== Data for analysis ==

######

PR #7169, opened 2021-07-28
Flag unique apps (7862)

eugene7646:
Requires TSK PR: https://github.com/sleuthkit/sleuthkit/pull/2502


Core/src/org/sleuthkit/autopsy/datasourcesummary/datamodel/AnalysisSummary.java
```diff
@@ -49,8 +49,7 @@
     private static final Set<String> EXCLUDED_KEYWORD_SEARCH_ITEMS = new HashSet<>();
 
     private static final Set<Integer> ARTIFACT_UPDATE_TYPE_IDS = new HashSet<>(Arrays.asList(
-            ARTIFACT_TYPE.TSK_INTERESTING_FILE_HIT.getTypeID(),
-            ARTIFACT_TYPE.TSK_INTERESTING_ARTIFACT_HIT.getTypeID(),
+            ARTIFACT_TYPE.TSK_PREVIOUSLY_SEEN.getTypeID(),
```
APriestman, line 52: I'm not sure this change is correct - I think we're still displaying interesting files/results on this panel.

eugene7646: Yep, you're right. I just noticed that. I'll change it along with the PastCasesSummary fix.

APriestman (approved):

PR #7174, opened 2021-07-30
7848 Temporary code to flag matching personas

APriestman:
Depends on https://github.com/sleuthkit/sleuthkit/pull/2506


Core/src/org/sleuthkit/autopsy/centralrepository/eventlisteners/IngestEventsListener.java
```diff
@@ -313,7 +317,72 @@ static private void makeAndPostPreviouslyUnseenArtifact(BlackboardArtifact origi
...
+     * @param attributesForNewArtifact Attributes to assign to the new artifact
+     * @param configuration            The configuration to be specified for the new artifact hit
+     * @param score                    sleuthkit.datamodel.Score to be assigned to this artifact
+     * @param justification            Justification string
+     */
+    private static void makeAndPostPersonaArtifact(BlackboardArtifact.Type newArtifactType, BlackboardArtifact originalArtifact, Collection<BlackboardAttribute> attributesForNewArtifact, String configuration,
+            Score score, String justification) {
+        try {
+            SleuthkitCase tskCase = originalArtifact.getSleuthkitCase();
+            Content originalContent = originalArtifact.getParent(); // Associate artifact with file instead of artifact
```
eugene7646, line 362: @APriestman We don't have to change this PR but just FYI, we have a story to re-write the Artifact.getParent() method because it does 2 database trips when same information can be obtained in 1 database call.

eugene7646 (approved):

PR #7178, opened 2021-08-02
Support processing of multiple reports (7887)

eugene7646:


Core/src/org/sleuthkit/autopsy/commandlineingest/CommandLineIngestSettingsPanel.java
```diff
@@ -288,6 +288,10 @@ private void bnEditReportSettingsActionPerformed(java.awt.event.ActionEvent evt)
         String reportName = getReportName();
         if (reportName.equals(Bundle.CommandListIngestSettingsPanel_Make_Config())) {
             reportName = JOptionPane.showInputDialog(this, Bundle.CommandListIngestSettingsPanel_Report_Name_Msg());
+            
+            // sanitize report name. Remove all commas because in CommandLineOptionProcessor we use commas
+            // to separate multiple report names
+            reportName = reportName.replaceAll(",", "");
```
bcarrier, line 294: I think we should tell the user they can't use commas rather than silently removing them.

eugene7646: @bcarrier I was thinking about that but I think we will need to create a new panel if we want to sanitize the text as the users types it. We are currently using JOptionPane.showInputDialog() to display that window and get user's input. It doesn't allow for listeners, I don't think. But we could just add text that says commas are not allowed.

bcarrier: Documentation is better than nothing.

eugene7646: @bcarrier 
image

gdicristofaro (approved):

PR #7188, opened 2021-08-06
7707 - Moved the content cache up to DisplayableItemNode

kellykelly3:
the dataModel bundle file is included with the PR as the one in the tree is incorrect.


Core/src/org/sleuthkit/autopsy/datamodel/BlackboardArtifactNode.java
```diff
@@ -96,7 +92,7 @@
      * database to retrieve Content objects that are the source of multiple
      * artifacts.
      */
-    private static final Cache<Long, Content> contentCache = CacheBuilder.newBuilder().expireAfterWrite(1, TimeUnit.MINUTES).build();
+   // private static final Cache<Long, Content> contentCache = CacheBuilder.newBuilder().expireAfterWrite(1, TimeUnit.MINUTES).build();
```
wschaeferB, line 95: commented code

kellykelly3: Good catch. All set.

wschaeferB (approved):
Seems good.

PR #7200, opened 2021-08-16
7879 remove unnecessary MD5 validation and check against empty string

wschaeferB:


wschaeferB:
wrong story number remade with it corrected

######

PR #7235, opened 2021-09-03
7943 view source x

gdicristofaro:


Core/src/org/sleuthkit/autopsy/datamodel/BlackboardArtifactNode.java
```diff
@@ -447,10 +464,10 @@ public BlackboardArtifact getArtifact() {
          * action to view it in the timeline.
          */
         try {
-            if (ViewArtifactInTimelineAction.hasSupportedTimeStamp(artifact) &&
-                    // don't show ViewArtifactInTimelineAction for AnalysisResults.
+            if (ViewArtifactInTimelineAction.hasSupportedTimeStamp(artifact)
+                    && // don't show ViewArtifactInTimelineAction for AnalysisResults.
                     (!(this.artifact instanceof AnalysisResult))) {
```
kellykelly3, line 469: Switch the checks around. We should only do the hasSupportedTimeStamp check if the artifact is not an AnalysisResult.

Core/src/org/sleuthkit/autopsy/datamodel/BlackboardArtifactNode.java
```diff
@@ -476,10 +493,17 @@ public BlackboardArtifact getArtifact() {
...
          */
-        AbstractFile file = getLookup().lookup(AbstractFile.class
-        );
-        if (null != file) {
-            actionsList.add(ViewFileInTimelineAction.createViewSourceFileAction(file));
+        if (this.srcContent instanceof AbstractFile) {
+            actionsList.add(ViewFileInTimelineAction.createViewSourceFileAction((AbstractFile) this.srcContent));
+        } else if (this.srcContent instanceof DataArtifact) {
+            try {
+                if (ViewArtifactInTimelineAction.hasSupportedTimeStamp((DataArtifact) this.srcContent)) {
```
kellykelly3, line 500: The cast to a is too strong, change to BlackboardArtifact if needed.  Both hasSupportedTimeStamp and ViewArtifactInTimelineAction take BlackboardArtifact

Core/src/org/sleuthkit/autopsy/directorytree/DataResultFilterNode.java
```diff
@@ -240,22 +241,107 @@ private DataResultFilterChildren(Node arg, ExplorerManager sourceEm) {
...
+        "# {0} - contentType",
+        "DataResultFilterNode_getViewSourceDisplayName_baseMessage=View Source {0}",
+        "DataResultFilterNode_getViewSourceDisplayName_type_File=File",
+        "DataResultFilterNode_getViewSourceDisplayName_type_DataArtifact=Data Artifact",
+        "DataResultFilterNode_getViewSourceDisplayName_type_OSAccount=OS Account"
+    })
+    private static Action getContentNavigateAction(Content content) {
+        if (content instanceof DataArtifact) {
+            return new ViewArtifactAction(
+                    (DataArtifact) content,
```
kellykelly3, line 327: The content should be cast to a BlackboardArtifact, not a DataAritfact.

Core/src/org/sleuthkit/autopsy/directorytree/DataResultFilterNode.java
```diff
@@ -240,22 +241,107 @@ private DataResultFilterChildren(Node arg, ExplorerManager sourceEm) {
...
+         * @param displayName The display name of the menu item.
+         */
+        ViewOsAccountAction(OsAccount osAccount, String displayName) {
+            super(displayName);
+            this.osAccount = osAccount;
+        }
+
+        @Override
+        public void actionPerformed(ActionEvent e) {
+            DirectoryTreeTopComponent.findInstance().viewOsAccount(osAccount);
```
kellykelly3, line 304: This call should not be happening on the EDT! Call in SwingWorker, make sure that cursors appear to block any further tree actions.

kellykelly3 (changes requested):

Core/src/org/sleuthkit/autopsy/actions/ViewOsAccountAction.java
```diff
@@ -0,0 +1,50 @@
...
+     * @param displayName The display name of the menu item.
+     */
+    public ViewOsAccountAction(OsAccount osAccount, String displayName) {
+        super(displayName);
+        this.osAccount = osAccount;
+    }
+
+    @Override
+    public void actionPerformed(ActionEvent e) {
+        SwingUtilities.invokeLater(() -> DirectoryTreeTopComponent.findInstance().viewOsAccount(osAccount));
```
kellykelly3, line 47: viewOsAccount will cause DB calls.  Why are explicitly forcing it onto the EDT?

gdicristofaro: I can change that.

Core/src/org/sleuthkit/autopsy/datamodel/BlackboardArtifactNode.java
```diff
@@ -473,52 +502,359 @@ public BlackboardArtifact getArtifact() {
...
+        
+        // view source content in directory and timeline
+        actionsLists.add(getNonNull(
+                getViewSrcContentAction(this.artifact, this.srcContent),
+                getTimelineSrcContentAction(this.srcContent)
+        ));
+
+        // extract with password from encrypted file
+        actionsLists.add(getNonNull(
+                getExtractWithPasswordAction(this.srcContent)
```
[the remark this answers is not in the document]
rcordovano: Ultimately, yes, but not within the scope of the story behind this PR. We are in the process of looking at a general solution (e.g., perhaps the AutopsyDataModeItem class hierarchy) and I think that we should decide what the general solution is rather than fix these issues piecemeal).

######

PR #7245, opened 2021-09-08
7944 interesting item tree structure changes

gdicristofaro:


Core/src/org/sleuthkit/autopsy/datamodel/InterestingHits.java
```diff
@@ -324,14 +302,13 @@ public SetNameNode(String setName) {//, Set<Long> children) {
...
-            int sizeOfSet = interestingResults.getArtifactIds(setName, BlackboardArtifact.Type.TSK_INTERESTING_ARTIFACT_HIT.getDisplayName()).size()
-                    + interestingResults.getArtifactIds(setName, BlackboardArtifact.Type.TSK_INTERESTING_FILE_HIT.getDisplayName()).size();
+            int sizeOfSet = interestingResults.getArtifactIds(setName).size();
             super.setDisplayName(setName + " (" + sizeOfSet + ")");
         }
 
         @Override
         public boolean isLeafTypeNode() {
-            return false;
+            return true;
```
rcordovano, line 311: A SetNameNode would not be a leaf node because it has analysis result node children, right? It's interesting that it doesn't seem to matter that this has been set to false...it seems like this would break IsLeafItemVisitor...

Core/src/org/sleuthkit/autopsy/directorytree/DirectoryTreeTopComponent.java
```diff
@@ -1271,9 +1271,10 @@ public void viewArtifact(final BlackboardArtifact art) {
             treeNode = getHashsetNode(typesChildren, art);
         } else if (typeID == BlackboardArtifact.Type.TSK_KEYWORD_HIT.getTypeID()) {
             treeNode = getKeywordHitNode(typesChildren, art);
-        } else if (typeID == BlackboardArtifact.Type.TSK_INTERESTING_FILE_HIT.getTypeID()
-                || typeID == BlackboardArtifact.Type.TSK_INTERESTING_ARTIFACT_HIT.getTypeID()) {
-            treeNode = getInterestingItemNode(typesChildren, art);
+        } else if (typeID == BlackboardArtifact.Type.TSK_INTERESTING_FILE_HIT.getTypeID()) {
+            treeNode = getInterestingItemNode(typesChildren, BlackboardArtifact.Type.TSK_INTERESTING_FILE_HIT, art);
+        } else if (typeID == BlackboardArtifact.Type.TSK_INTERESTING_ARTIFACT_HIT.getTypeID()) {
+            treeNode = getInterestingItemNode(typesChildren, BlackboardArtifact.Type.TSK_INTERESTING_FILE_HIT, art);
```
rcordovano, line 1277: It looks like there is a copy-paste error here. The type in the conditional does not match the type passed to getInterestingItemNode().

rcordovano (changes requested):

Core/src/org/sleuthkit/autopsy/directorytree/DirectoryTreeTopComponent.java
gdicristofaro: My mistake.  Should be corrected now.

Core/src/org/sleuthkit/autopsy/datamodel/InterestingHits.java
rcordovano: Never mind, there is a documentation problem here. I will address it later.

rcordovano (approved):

######

Find and copy every line in the entries above where the string "instanceof" occurs.

== Task output ==
                     (!(this.artifact instanceof AnalysisResult))) {
+        if (this.srcContent instanceof AbstractFile) {
+        } else if (this.srcContent instanceof DataArtifact) {
+        if (content instanceof DataArtifact) {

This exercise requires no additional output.